Ficamos estarrecidos, claro, também por se tratar de jovens ricos, de escolas caras. Mas por que esse espanto? Aprendemos com modelos, com a nossa família. Primeiro, copiamos o que eles fazem. Com o tempo, esse comportamento aprendido se torna a nossa moral.

 

Mas, como as famílias estão ausentes, os jovens não têm em quem se espelhar. O espelho é diferente do modelo. Modelo é referência externa. Espelho é filtro, parâmetro, lapidação. Quem lapida esses jovens? Os influenciadores digitais, nesse mundo ignorante da internet. Lá não tem saber de causa, só expressão, sem filtro, do que se pensa. E o pensamento ali é tratado como coisa menor. Esses jovens sem filtro e lapidação ética e moral de suas famílias se espelham nos influenciadores, e a bagunça está armada. Soma-se isso à incapacidade de as escolas privadas organizarem um discurso humano: que seja antirracista, antiviolência, que preserve as diferenças e que, principalmente, cuide da integridade física e moral das crianças e jovens.

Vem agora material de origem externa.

PR #27, opened 2018-08-10
docker: use Digest instead of string

nicks:
Hello @maiamcc, @jazzdan,

Please review the following commits I made in branch nicks/ref:

64bdcea9cbbffd98c9117bcfad7a079886c14350 (2018-08-10 14:02:35 -0400)
docker: use Digest instead of string

### DIFF
--- a/internal/build/docker_test.go
+++ b/internal/build/docker_test.go
@@ -11,11 +11,12 @@ import (
 	"github.com/docker/docker/api/types"
 	"github.com/docker/docker/api/types/container"
 	"github.com/docker/docker/client"
+	digest "github.com/opencontainers/go-digest"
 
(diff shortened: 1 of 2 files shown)


internal/build/docker_test.go
```diff
@@ -118,11 +119,11 @@ func (f *testFixture) newBuilderForTesting() *localDockerBuilder {
 	}
 }
 
-func (f *testFixture) assertFileInImage(tag string, path string) {
+func (f *testFixture) assertFileInImage(tag digest.Digest, path string) {
```
maiamcc: should also rename variable "tag"?

jazzdan:
this was integrated in my pr

PR #29, opened 2018-08-10
tilt: pull daemon into main tilt binary

landism:
now instead of running `tiltd`, one runs `tilt daemon` (and `go install cmd/tilt` instead of `go install cmd/tilt && go install cmd/tiltd`)

this is mostly to reduce the chance that we're running inconsistent versions of `tilt` and `tiltd`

“A educação não resistirá se não for antirracista”
— Marcelo Cunha Bueno

As escolas da tal elite estão a serviço de um pensamento hegemônico, essencialmente branco, machista e eurocêntrico. Fica difícil que desenvolvam empatia, senso crítico, reflexão. Não porque não sejam competentes, mas porque não dialogam com o mundo. A escola é espaço de atravessamento, e o que nos atravessa hoje é a necessidade de nos tornarmos agudos em relação à violênciaMas, principalmente, assumirmos a nossa parcela de responsabilidade diante da barbárie que acontece em nossas relações.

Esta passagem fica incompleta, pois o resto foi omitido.